Synthesis and structural characterization of ZnS quantum dots (< 2 nm) vis-a-vis studies on their spectroscopic and dielectric properties

In this work, zinc sulfide (ZnS) QDs were synthesized using green technique with the help of Tabernaemontana divaricata flower extract as capping/stabilizing agent, characterized by different physical techniques, like XRD, FESEM, EDX, TEM, FT-IR, XPS, UV-Vis-NIR, and PL, and were compared with their pristine analogue. From XRD analysis, it is observed that the size of the synthesized ZnS QDs lie in 1.79-1.46 nm range and with addition of flower extract particle size decreases. FT-IR analysis indicated the functional groups present in the synthesized QDs.

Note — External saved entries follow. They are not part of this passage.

Issue #367, opened 2021-02-09
Documentation all APIs and exceptions


parikh20:
Is there a place where all of the exception names and details are cleanly laid out for in app handling? Having to manually check for each possible type just to get the name of the exception is getting quite exhausting.

Amplifiyer:
@parikh20, we are completely rewriting the error handling such that the errors received from the APIs will be consistent and easy to inspect. We will update our documentation after the release.

Jordan-Nelson:
Hi @parikh20 - The documentation on pub has a section for Exceptions. For example, you can reference the "Exceptions / Errors" section [here](https://pub.dev/documentation/amplify_flutter/latest/amplify_flutter/amplify_flutter-library.html) for amplify_flutter or [here](https://pub.dev/documentation/amplify_auth_cognito/latest/amplify_auth_cognito/amplify_auth_cognito-library.html) for amplify_auth_cognito.

I know this request is quite old and those Exceptions may not have been documented when you opened the issue. If there is something more you are looking for, please let me know.

Jordan-Nelson:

The direct energy band gap (3.21-3.51 eV) values as well as the refractive index values (2.28-2.33) of the QDs were calculated utilizing the absorption data. Due to various defect levels present in the ZnS QDs within the energy band gap, four peaks (three in visible and the other in NIR region) were observed in the PL spectra. Surface morphology and elemental composition of the particles were understood from FESEM and EDX studies. Dielectric constant, loss, and ac and dc conductivity of the materials were studied. At room temperature, all synthesized ZnS materials exhibited high dielectric constant (epsilon r) values in the low-frequency region. It is found that epsilon(r) values for pristine ZnS QD (similar to 23,000) are much higher than the green ZnS QDs (similar to 100-800) where overall dielectric loss is less than 2 which decreases with QD size. Results obtained from the characterization studies conducted on pristine and green-synthesized ZnS QDs elucidate that it is possible to effectively control the size, optical, and dielectric properties of the potentially important ZnS QDs through green synthesis technique.